• What this task involves: Set all of the entries down again precisely as they are written.

• Records drawn from a dataset:
□ □ □

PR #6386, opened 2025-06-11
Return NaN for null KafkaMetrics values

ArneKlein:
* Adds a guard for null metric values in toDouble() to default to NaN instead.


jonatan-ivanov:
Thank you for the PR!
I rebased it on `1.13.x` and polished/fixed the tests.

□ □ □

• Answer space:
PR #6386, opened 2025-06-11
Return NaN for null KafkaMetrics values

ArneKlein:
* Adds a guard for null metric values in toDouble() to default to NaN instead.


jonatan-ivanov:
Thank you for the PR!
I rebased it on `1.13.x` and polished/fixed the tests.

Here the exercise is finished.